When publishing results, cite the appropriate pipeline. Citations are available in each nf-core repository's CITATIONS.md file (e.g., https://github.com/nf-core/rnaseq/blob/3.22.2/CITATIONS.md).

## Licenses

- **nf-core pipelines:** MIT License (https://nf-co.re/about)
- **Nextflow:** Apache License, Version 2.0 (https://www.nextflow.io/about-us.html)
- **NCBI SRA Toolkit:** Public Domain (https://github.com/ncbi/sra-tools/blob/master/LICENSE)

Overview

This skill runs nf-core bioinformatics pipelines (rnaseq, sarek, atacseq) on local FASTQs or public GEO/SRA datasets to produce gene expression, variant calling, or ATAC-seq results. It guides users through data acquisition, environment validation, samplesheet creation, test runs, full execution, and output verification. The workflow is designed for bench scientists or researchers who need reproducible omics analyses without deep bioinformatics setup.

How this skill works

The skill inspects available FASTQ/BAM/CRAM files or fetches public study accessions (GSE/GSM/SRR), auto-detects data type, and generates validated samplesheets. It runs an environment checker, executes nf-core test profiles to confirm compatibility, and launches the selected pipeline with pinned versions using Nextflow and container profiles.
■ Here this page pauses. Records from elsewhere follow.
PR #2866, opened 2026-09-01
Add upstream CI testing workflow

VeckoTheGecko:
### Description

Adds a workflow to test against `main` for our various core dependencies, allowing us to quickly flag incompatibilities with changes upstream.

This workflow runs on PRs labelled with `run-upstream`, on commits to `main`, as well as on a schedule (midnight on Monday and Wednesday).

For schedule-triggered runs, on failure it will create an issue with the sumarized results and post an issue.

This setup is based on the tooling in Xarray.

### Checklist

- [x] Contributes to #2854
- [x] Tests added - N/A

### AI Disclosure

  - Describe how you used it (e.g., by pasting your prompt): an LLM was used to help translate the workflow from Xarray, which was then manually adjusted


ci/nightly/pixi.toml
VeckoTheGecko, line 1: This exists as a separate TOML since the nightly environment in particular takes a while to solve - and for reasons discussed a couple times before, we have to go through the solving process on `pixi shell` reasonably often.

Having it separate means that we don't have to worry about long solves for the main manifest (which would negatively effect not only our local developer experience, but also negatively effect RTD build times)

pyproject.toml
```diff
@@ -23,7 +23,7 @@ dependencies = [
   "cftime >=1.6.3",
   "numpy >=2.1.0",
   "dask >=2024.5.1",
-  "netCDF4 >=1.7.2",
+  "netCDF4 >=1.7.2", # TODO: should we use h5netcdf here instead of netCDF4?
```
VeckoTheGecko, line 26: I saw this during review of the code, hence adding the TODO comment.

I think we should consider which NetCDF dependency/ies we ship  by default with Parcels. Opening an issue to discuss further...

VeckoTheGecko:
I can test the issue creation feature in a future couple PRs (this needs to be in main first before that can be tested).

I'll work on that this week - logging off for now

.github/workflows/upstream-dev-ci.yaml
```diff
@@ -0,0 +1,161 @@
...
+  push:
+    branches:
+      - main
+  pull_request:
+    branches:
+      - main
+    types: [opened, reopened, synchronize, labeled]
+  schedule:
+    - cron: "0 0 * * 1,4" # At 00:00 UTC on Monday and Wednesday.
+  workflow_dispatch: # allows you to trigger the workflow run manually
```
erikvansebille, line 12: I don't understand this comment. _How_ does it allow me to trigger the workflow manually?

erikvansebille (approved):

.github/workflows/upstream-dev-ci.yaml
VeckoTheGecko: This only takes effect once merged into main . See [github docs](https://docs.github.com/en/actions/how-tos/manage-workflow-runs/manually-run-a-workflow)

VeckoTheGecko:
After a bunch of PRs, the issue creation is working properly https://github.com/Parcels-code/Parcels/issues/2872

PR #2880, opened 2026-09-03
Remove 'mesh' arg from add_constant_field

### LINKED ISSUE #2844: Error out when combining fieldsets of different mesh types

VeckoTheGecko:
### Description

Since we have `fieldset.mesh` in #2848, we no longer need this argument.

### Checklist

- [x] Closes #2844
- [x] Tests added

### AI Disclosure

None used


src/parcels/_core/fieldset.py
```diff
@@ -201,17 +201,9 @@ def add_constant_field(self, name: str, value, mesh: ptyping.TMesh = "spherical"
...
-
-            1. spherical (default): Lat and lon in degree, with a
-               correction for zonal velocity U near the poles.
-            2. flat: No conversion, lat/lon are assumed to be in m.
         """
-        if mesh not in ("flat", "spherical"):
-            raise ValueError(f"mesh must be one of ['flat', 'spherical']. Got {mesh!r}.")
-
         if self.constant_model is None:
+            mesh = "flat" if isinstance(self.mesh, FlatMesh) else self.mesh
```
erikvansebille: Why can't mesh be `FlatMesh` here? Why does it need to be a string only for flat meshes, and an object otherwise?

VeckoTheGecko: Since within `create_empty_constant_field_model`,  `from_sgrid_conventions` expects `mesh: Literal['flat', spherical'] | SphericalMesh` (`FlatMesh` is not part out our public API, and is instead created internally from the `"flat"` keyword).

I have moved this cast statement to be in `create_empty_constant_field_model` now so its closer to the part that needs it

erikvansebille (approved):

PR #2883, opened 2026-09-07
Account for spherical face bulging during hashgrid construction and point in cell checks

### LINKED ISSUE #2878: Fix `tutorial_nested_grids.ipynb` - grid searching
OK - running into a separate (unrelated) problem surfaced by this change which I think runs deeper...

`docs/user_guide/examples/tutorial_nestedgrids.ipynb` combines different datasets together - but it was specifying `"flat"` for the gridIDs and `"spherical"` for the data itself (which although somehow worked - doesn't make sense to me, and doesn't align with the work we've been doing).

This is in lon/lat space, so I updated to use `"spherical"` and got grid searching errors.

```
GridSearchingError                        Traceback (most recent call last)
Cell In[10], [line 18](vscode-notebook-cell:?execution_count=10&line=18)
     14 def SampleGridID(particles, fieldset):
     15     particles.gridID = fieldset.GridID[particles]
     16 
     17 
---> [18](vscode-notebook-cell:?execution_count=10&line=18) pset.execute(
     19     SampleGridID,
     20     runtime=np.timedelta64(1, "s"),
     21     dt=np.timedelta64(1, "s"),

File ~/coding/repos/parcels/src/parcels/_core/particleset.py:453, in ParticleSet.execute(self, kernels, dt, endtime, runtime, output_file, verbose_progress)
    450 else:
    451     next_time = end_time
--> [453](https://file+.vscode-resource.vscode-cdn.net/Users/Hodgs004/coding/repos/parcels/docs/user_guide/examples/~/coding/repos/parcels/src/parcels/_core/particleset.py:453) self._kernel.execute(self, endtime=next_time, dt=dt)
    455 if next_output is not None:
    456     if np.abs(next_time - next_output) < 0.001:

File ~/coding/repos/parcels/src/parcels/_core/kernel.py:244, in Kernel.execute(self, pset, endtime, dt)
    242                 error_func(pset[inds].t)
    243             else:
--> [244](https://file+.vscode-resource.vscode-cdn.net/Users/Hodgs004/coding/repos/parcels/docs/user_guide/examples/~/coding/repos/parcels/src/parcels/_core/kernel.py:244)                 error_func(pset[inds].z, pset[inds].y, pset[inds].x)
    246 return pset

File ~/coding/repos/parcels/src/parcels/_core/statuscodes.py:85, in _raise_grid_searching_error(z, y, x)
     84 def _raise_grid_searching_error(z, y, x):
---> [85](https://file+.vscode-resource.vscode-cdn.net/Users/Hodgs004/coding/repos/parcels/docs/user_guide/examples/~/coding/repos/parcels/src/parcels/_core/statuscodes.py:85)     raise GridSearchingError(f"Grid searching failed at (z={z}, y={y}, x={x})")

GridSearchingError: Grid searching failed at (z=array([0., 0., 0., 0., 0., 0., 0., 0., 0., 0., 0., 0., 0., 0., 0., 0., 0.,
       0., 0., 0., 0., 0., 0., 0., 0., 0., 0., 0., 0., 0., 0., 0., 0., 0.,
       0., 0., 0., 0., 0., 0., 0., 0., 0., 0., 0., 0., 0., 0., 0., 0., 0.,
       0.], dtype=float32), y=array([-18.        , -18.        , -18.        , -18.        ,
       -18.        , -15.052631  , -15.052631  , -15.052631  ,
       -15.052631  , -12.105263  , -12.105263  ,  -9.157895  ,
        -9.157895  ,  -9.157895  ,  -6.2105265 ,  -3.2631578 ,
        -3.2631578 ,  -3.2631578 ,  -3.2631578 ,  -3.2631578 ,
        -3.2631578 ,  -0.31578946,  -0.31578946,   2.631579  ,
         5.5789475 ,   8.526316  ,   8.526316  ,  11.473684  ,
        11.473684  ,  11.473684  ,  14.421053  ,  14.421053  ,
        14.421053  ,  17.368422  ,  17.368422  ,  17.368422  ,
        17.368422  ,  17.368422  ,  20.31579   ,  20.31579   ,
        23.263159  ,  26.210526  ,  29.157894  ,  29.157894  ,
        29.157894  ,  29.157894  ,  32.105263  ,  35.05263   ,
        35.05263   ,  38.        ,  38.        ,  38.        ],
      dtype=float32), x=array([ 0.25,  3.  ,  5.75,  8.5 , 11.25,  8.5 , 11.25, 14.  , 52.5 ,
       16.75, 49.75, -2.5 , 44.25, 47.  , 41.5 , -8.  ,  3.  , 16.75,
       19.5 , 30.5 , 38.75, -8.  , 33.25, -8.  , -8.  , -8.  , -5.25,
       -8.  , -5.25, 25.  , -8.  , -5.25, 25.  , -8.  , -5.25, -2.5 ,
       25.  , 44.25, 25.  , 47.  , 47.  , 49.75, 16.75, 22.25, 49.75,
       52.5 , 52.5 , 49.75, 55.25, 22.25, 55.25, 58.  ], dtype=float32))
```

Adapting the plot I was able to find the grid search failure locations

image

Using an LLM it was talking about there being a bug in the point-in-cell check, but to be honest I don't know how accurate that is.

<details><summary>LLM output</summary>
<p>

# Spherical UxGrid search fails for large triangles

Post-run checks locate key outputs (counts, VCFs, peaks) and provide simple commands to resume or troubleshoot failed runs.

When to use it

You have local FASTQs and need a reproducible RNA-seq, WGS/WES, or ATAC-seq analysis.
You want to reanalyze a public GEO/SRA study by GSE/GSM/SRR accessions.
You need automated samplesheet generation and validation for nf-core pipelines.
You need to run a quick test profile before large-scale analyses to validate the environment.
You require pinned pipeline versions and containerized execution (Docker/Singularity).

Best practices

Always run the environment checker and pass the test profile before processing real data.
Confirm genome reference and pipeline-specific options (aligner, variant caller, read length) with stakeholders before running.
Use the provided samplesheet generator and validator to avoid formatting or pairing errors.
Pin pipeline versions (-r) and use -resume for interrupted runs to save compute time.
Check multiqc reports and the .nextflow.log for the "Pipeline completed successfully" message to confirm completion.

Example use cases

Run nf-core/rnaseq on local paired-end FASTQs to produce gene counts and TPMs for differential expression.
Fetch a GEO study (GSE) and generate a samplesheet to reanalyze RNA-seq with star_salmon alignment.
Execute nf-core/sarek for somatic variant calling using tumor/normal pairs and produce VCFs for downstream annotation.
Process ATAC-seq samples with nf-core/atacseq to obtain MACS2 narrowPeak files and BigWig coverage tracks.
Validate environment on a small test dataset with the nf-core test profile before scaling to full dataset.

FAQ

What if the environment check fails?

Run the printed fix instructions: install Docker/Nextflow/Java or start the Docker daemon. Re-run the environment checker until all critical checks pass.

How do I resume a failed pipeline run?

Rerun the same nextflow command with the -resume flag and the same work/out directories to continue from the last successful checkpoint.